How? If you can figure that out, you've got the sustainable competitive advantage that you need.

"A Call to Arms"

The McKinsey report outlines a few ways that organizations can improve the productivity of its tacit employees:

  • Flatten the pyramid. Since the 19th century, companies have "resembled pyramids." Typically, there are a small number of tacit employees at the top and then larger amounts of transactional or transformational workers at the bottom. Fast-forward to the 21st century, and there is a pronounced need for tacit thinkers at all levels. Encouraging collaboration and innovation, while rethinking traditional structures, can help your company adjust to this change and get a step ahead of the competition.

  • Use technology to complement the skills of tacit employees. Technology and automation can replace many transactional workers. They can't replace tacit employees, but they can help them do their jobs more effectively. For instance, Kaiser Permanente uses digital records and "decision-support tools" to improve complex interactions with patients.
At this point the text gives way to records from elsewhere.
PR #28054, opened 2019-09-23
DDAngular: Minor bug fix of a debug message

cvuosalo:
#### PR description:

Minor debug message bug fix. The message was being incorrectly triggered because the index of an array rather than the array value was being checked. This PR puts in the correct check.

#### PR validation:

Test config was run to show the message no longer inappropriately appears.

No backport.


cvuosalo:
type bugfix

cvuosalo:
@cmsbuild please test

ianna:
+1

fabiocos:
+1

PR #28062, opened 2019-09-24
Replace boost::array with std::array

davidlange6:
#### PR description:

Replace boost::array with std::array

we do appear to store and use data of type HFPhase1PMTData, which is affected by this PR. both boost::array and std::array are written out as T[N] from what I see. The other CondFormats are not used afaik (but also should be fine in case there is some payload somewhere.)

#### PR validation:

compilation ok, 2018 workflows run ok. They should test all changes

### DIFF
--- a/CondFormats/HcalObjects/interface/HFPhase1PMTData.h
+++ b/CondFormats/HcalObjects/interface/HFPhase1PMTData.h
@@ -12,6 +12,8 @@
 #endif
 #include "CondFormats/HcalObjects/interface/AbsHcalFunctor.h"
 
+#include <array>
+
 class HFPhase1PMTData {
 public:
   // Functor enum for the cut shapes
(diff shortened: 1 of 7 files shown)


davidlange6:
please test

abdoulline:
Attn.  Igor @igv4321

davidlange6:
Indeed... I'm a bit puzzled why this didn't happen to me locally. I must have made a mistake.

CondFormats/HcalObjects/interface/HFPhase1PMTData.h
```diff
@@ -12,6 +12,8 @@
 #endif
```
slava77: should the line above be changed to ```#include "boost/serialization/array.hpp"``` or the full if/else dropped?

davidlange6:
will reopen when I have a chance to look into these issues..

PR #28077, opened 2019-09-26
AOD changes from JME

rappoccio:
#### PR description:

In the past, PUPPI has not been stable enough to go into AOD. It was always rerun at MINIAOD level. However BTV would like PUPPI in AOD so they can run costly algorithms at RECO time. In addition, AK8CHS is no longer recommended so there is no particular need to have it at all, much less in AOD. Finally, the CMS Top Tagger is now truly deprecated and only used in validation / DQM. As such, we have switched to monitory the newer top tagging algorithm.

In AOD:
- Add AK4Puppi
- Switch AK8CHS to AK8Puppi
- Drop CMS Top Tagger (deprecated) 

In MINIAOD:
- Add PFClusterJets p4's to the pat::Jets (in addition to / replacing current calo jets)

#### PR validation:

Workflows run: 

`- runTheMatrix.py -l limited -i all --ibeos`

(NOTE: currently runTheMatrix tests are failing with an unrelated error but these were checked on other reconstruction workflows.)

Details also given for: 
```
1341.0 (RSKKGluon)
25202.0 (TTbar fullsim + reco + validation)
```

For the TTbar fullsim worfklow:

*Adding to AOD*:

```
recoPFJets_ak4PFJetsPuppi__RECO. 3690 1061
recoPFJets_ak8PFJetsPuppi__RECO. 1260.6 487.2
recoPFJets_ak8PFJetsPuppiSoftDrop_SubJets_RECO. 265 255
```

*Removing from AOD*:

```
recoPFJets_ak8PFJetsCHS__RECO. 6833.8 1735.4
recoPFJets_ak8PFJetsCHSSoftDrop_SubJets_RECO. 1315 506
recoPFJets_cmsTopTagPFJetsCHS_caTopSubJets_RECO. 1666.2 593.4
recoBasicJets_cmsTopTagPFJetsCHS__RECO. 417 288.3
recoBasicJets_ak8PFJetsCHSSoftDrop__RECO. 407.2 284.7
```

To compare to other collections (still remaining):

```
recoPFJets_ak4PFJets__RECO. 42550.7 9657.1
recoPFJets_ak4PFJetsCHS__RECO. 31311 7297.7
recoPFJets_pfJetsEI__RECO. 31267.6 7286
```

So overall we're going to save some space with PUPPI AK8 in AOD.

For MINIAOD we get minor changes due to removing CHS userfloats, etc. 

Old version (with AK8CHS):
```
patJets_slimmedJets__RECO. 37241.8 12613.3
patJets_slimmedJetsPuppi__RECO. 22317.5 10986.9
patJets_slimmedJetsAK8__RECO. 11287.5 1899.9
patJets_slimmedJetsAK8PFPuppiSoftDropPacked_SubJets_RECO. 277.8 271.9
```

new version (no AK8CHS):
```
patJets_slimmedJets__RECO. 36523.9 12503.7
patJets_slimmedJetsPuppi__RECO. 22317.5 10986.5
patJets_slimmedJetsAK8__RECO. 10308.9 1730.7
patJets_slimmedJetsAK8PFPuppiSoftDropPacked_SubJets_RECO. 277.8 271.9
```

Changes checked on the boosted top quark (RSKKgluon sample), and the changes are as expected there as well. 


rappoccio:
Please test.

slava77:
@cmsbuild please test

ahinzmann:
@rappoccio: I don't see the PFClusterJets in the diff?

slava77:
@cmsbuild please test

slava77:
> (NOTE: currently runTheMatrix tests are failing with an unrelated error but these were checked on other reconstruction workflows.)

@rappoccio 
what is the meaning of "unrelated" in your comment. The workflows are clearly broken by this PR.

e.g. in 10024.0
```  
 [1] Calling method for module B2GHadronicHLTValidation/'b2gDiJetHLTValidation'
Exception Message:
Looking for a container with elements of type: reco::Jet
Looking for module label: ak8PFJetsCHS
```

Please test the [currently failing] workflows in your local area before updating the PR.

PhysicsTools/PatAlgos/python/slimming/applySubstructure_cff.py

Home Depot uses automated checkouts to free employees to act as sales staff.

    Everything from email to video conferencing to iPhone apps can help tacit workers become much more productive and efficient. The authors suggest that companies reconsider how they spend their tech budgets - focusing less on transactional tools and more on tacit supports.

  • Hire, develop, and manage tacit skills. Rather than focusing on transactional skills, hire and grow people who can interact skillfully with customers, clients, vendors, suppliers, coworkers, subordinates, and leaders. Providing apprenticeships, a diversity of experiences, the opportunity to engage in complex work, and the chance to collaborate are all routes that facilitate tacit skills development.

In the knowledge economy, the demand for skilled tacit workers is only growing; as is the need to improve their productivity and contributions to the organization. To reach the Holy Grail of profitability and success, you need to respond to the "call to arms" and figure out how to develop these tacit skills throughout your company.